Um ex-funcionário entrou com uma ação na Justiça alegando diversos problemas enfrentados durante o período em que esteve vinculado à empresa. A reclamação traz à tona situações que, infelizmente, ainda são comuns em muitos locais de trabalho — e que podem estar acontecendo com outras pessoas sem que percebam.
Neste artigo, explicamos de forma simples o que está sendo discutido no processo e quais são os direitos garantidos pela lei.
Resumo Rápido
- DBR e Cardway Holding envolvidas em ação trabalhista
- Práticas abusivas: metas alteradas, comissões estornadas
- Jornada excessiva com controle por aplicativos
- Diferença salarial para mesma função questionada
- Direitos trabalhistas garantidos por lei
- Prazo de 2 anos para ação judicial após demissão
Manipulação de metas e prejuízo nas comissões
A remuneração do trabalhador era composta por salário fixo e comissões, mas ele relatou diversos problemas com o pagamento da parte variável:
- As metas eram divulgadas tardiamente ou alteradas no meio do mês;
- Se não atingisse 80% da meta, não recebia nenhuma comissão — mesmo tendo vendido;
- A empresa estornava comissões alegando inadimplência de clientes;
- Algumas parcelas variáveis eram pagas como "prêmios", para evitar o pagamento de encargos e reflexos legais.
Essas práticas foram apontadas como abusivas e ilegais, pois transferem ao trabalhador o risco do negócio. A lei é clara: o empregador não pode descontar comissões por inadimplência nem alterar metas após o início do período de apuração.
⚠️ Atenção: metas obscuras, estornos frequentes e falta de transparência na política de comissões são sinais de que algo pode estar errado.

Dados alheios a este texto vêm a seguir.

PR #707, opened 2019-10-31
Handling empty ranges when inferring bounds

saeednj:
When assigning dest <-- src, this property should hold: dest_range \subseteq src_range (subset or equal). Empty destination ranges pass this test as demonstrated in issue  #697.

Here we disallow empty destination ranges for pointers of type `_Array_ptr`, and disallowing "strictly" empty ranges for pointers of type `_Nt_array_ptr` (we allow the case of lowerBound==upperBound for null-terminated array types).


clang/lib/Sema/SemaBounds.cpp
```diff
@@ -1827,6 +1828,16 @@ namespace {
       // Is R a subrange of this range?
       ProofResult InRange(BaseRange &R, ProofFailure &Cause, EquivExprSets *EquivExprs,
                           std::pair<ComparisonSet, ComparisonSet>& Facts) {
+
```
dtarditi: We talked about this in person.   We agreed that we want to allow empty bounds declarations: they might represent a zero-element array or an empty buffer.   We want to disallow memory access to empty ranges.  We may want to statically disallow ranges that are invalid (where the upper bound < lower bound).    There are some algorithms like quicksort where pointers intentionally cross - I'm wondering if that leads to "invalid ranges" in some formulations of quicksort.

Given this, I think it makes sense to make sure there is a check for an empty range in CheckBoundsAtMemoryAccess.  It doesn't matter what the actually access expression is.   It would also make sense at bounds declarations, calls, and static casts to check for invalid ranges.    I believe that should be done as a separate check on destination bounds for calls and bounds casts.   For variables, I believe you can add the check to VisitVarDecl (declared around line 3228).    At these locations, it will also be easiere to distinguish between ounds for nt_array_ptr and array_ptr.

saeednj: Previously we were disallowing LB == UB cases, which was problematic for nt_arrays. But now that we are allowing this case, is there any difference in the handling of nt_array_ptr vs. array_ptr?

saeednj:
The latest update implements:

- Declaration of _empty_ and _invalid_ ranges results in Warning.
- Memory access to empty and invalid bounds results in Error.
- All statically deducible out-of-bounds memory accesses were elevated from Warning to Error.
- Bounds of reading and writing to null-terminated arrays were matched to detect both reads and writes that are out-of-bound. Writing to the last element (only writing 0 is allowed according to specification), is checked at runtime.
- Tests were updated according to the new implementation.

clang/lib/Sema/SemaBounds.cpp
```diff
@@ -42,6 +42,7 @@
 #include <queue>
 
 // #define TRACE_CFG 1
+//#define DEBUG_BOUNDS 1
```
mgrang: Space between `//` and `#`.

clang/lib/Sema/SemaBounds.cpp
```diff
@@ -435,33 +436,33 @@ namespace {
...
-  Expr *PruneTemporaryBindings(Sema &SemaRef, Expr *E, CheckedScopeSpecifier CSS) {	
-    // Account for checked scope information when transforming the expression.
-    Sema::CheckedScopeRAII CheckedScope(SemaRef, CSS);
-
-    Sema::ExprSubstitutionScope Scope(SemaRef); // suppress diagnostics	
-    ExprResult R = PruneTemporaryHelper(SemaRef).TransformExpr(E);	
-    assert(!R.isInvalid());	
-    return R.get();	
-  }	
+// Convert all temporary bindings in an expression to uses of the values
```
mgrang: Nothing seems to have changed in this part of code?

clang/test/CheckedC/static-checking/bounds-decl-checking.c
```diff
@@ -310,7 +310,6 @@ _Array_ptr<int> f37(unsigned num) : count(num) {
   return p;
 }
 
-
```
mgrang: Please revert the deleted line.

clang/lib/Sema/SemaBounds.cpp
saeednj: It seems that the line ending of these lines in the master version is different than the other lines (0d0a instead of 0a).
Should I keep the master version, or mine?

mgrang: Let's keep the master version.

saeednj: Reverted back to CRLF line ending.

clang/lib/Sema/SemaBounds.cpp
```diff
@@ -2450,6 +2484,16 @@ namespace {
       llvm::outs() << "Valid range:\n";
       ValidRange.Dump(llvm::outs());
 #endif
+#ifdef DEBUG_BOUNDS
```
dtarditi: This looks redundant with the prior #ifdef block.  Can you delete this?

clang/lib/Sema/SemaBounds.cpp
```diff
@@ -2694,6 +2740,11 @@ namespace {
       ProofFailure Cause;
       ProofResult Result;
       ProofStmtKind ProofKind;
+      #ifdef DEBUG_BOUNDS
```
dtarditi: Can you use TRACE_RANGE instead?

clang/lib/Sema/SemaBounds.cpp
```diff
@@ -2711,7 +2762,12 @@ namespace {
       }
 
       if (Result == ProofResult::False) {
-        unsigned DiagId = diag::warn_out_of_bounds_access;
+        #ifdef DEBUG_BOUNDS
```
dtarditi: Can you use TRACE_RANGE?

saeednj:
Thanks for the comments!

For the bullet points please see the latest commit.

Yes, I have updated the tests as well (mostly in memory-access-checking.c), so all CheckedC tests pass now.

clang/lib/Sema/SemaBounds.cpp
```diff
@@ -1827,6 +1851,16 @@ namespace {
       // Is R a subrange of this range?
       ProofResult InRange(BaseRange &R, ProofFailure &Cause, EquivExprSets *EquivExprs,
                           std::pair<ComparisonSet, ComparisonSet>& Facts) {
+
+        // We will warn on declaration of Invalid ranges (upperBound < lowerBound).
+        // The following cases are handled by the callers of this function:
+        // - Warning on declaration of Empty ranges (upperBound == lowerBound).
```
dtarditi: I don't think we should warn on declaration of empty ranges.

clang/lib/Sema/SemaBounds.cpp
```diff
@@ -2363,7 +2408,9 @@ namespace {
           return R;
         if (R == ProofResult::False || R == ProofResult::Maybe) {
           if (SrcRange.IsEmpty())
-            Cause = CombineFailures(Cause, ProofFailure::Empty);
+            Cause = CombineFailures(Cause, ProofFailure::SrcEmpty);
```
dtarditi: For this specific case, I believe we should not report a failure for this when R == ProofResult::Maybe.

clang/include/clang/Basic/DiagnosticSemaKinds.td
```diff
@@ -9950,12 +9950,21 @@ def err_bounds_type_annotation_lost_checking : Error<
   def error_static_cast_bounds_invalid : Error<
     "cast source bounds are too narrow for %0">;
 
+  def error_out_of_bounds_access : Error<
+    "out-of-bounds %select{||memory access|base value}0">;
+
```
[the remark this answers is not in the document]
saeednj: It is not used. I can remove it if there is no possible use case for it in the future.

dtarditi:
Yes, it would be good to remove it.

________________________________

clang/include/clang/Basic/DiagnosticSemaKinds.td
```diff
@@ -9950,12 +9950,17 @@ def err_bounds_type_annotation_lost_checking : Error<
...
 
-  def warn_out_of_bounds_access : Warning<
-    "out-of-bounds %select{||memory access|base value}0">,
-    InGroup<CheckMemoryAccesses>;
+  def error_out_of_bounds_access : Error<
+    "out-of-bounds %select{||memory access|base value}0">;
 
   def note_source_bounds_empty : Note<"source bounds are an empty range">;
 
+  def note_source_bounds_invalid : Note<"source bounds are an inavlid range">;
```
dtarditi: There's a typo in the error message: invalid is misspelled.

📚 Quer entender melhor as diferenças entre comissões e prêmios? Acesse: Remuneração variável: o que é comissão, o que é prêmio, e quais os seus direitos
Práticas Abusivas Identificadas
- Metas divulgadas tardiamente ou alteradas no meio do mês
- Estorno de comissões por inadimplência de clientes
- Exigência de 80% da meta para receber qualquer comissão
- Pagamento como "prêmios" para evitar encargos
Jornada excessiva e intervalo de almoço reduzido
Embora atuasse como vendedor externo, o trabalhador tinha sua rotina monitorada por aplicativos, mensagens e relatórios — o que caracteriza controle de jornada. Ele cumpria uma jornada média das 8h às 20h, com apenas 30 minutos de intervalo para almoço.
A legislação trabalhista garante o pagamento de horas extras sempre que há algum tipo de fiscalização sobre os horários, mesmo que feita por meios digitais. A Justiça já reconhece que, quando existe controle, mesmo em trabalho externo, os direitos à jornada limitada e ao intervalo completo devem ser respeitados.
Diferença salarial para mesma função
Outro ponto importante foi a diferença salarial em relação a uma colega que exercia a mesma função, com igual desempenho e no mesmo local de trabalho, mas recebia um salário fixo consideravelmente maior. A CLT assegura o direito à igualdade salarial, desde que preenchidos os requisitos legais.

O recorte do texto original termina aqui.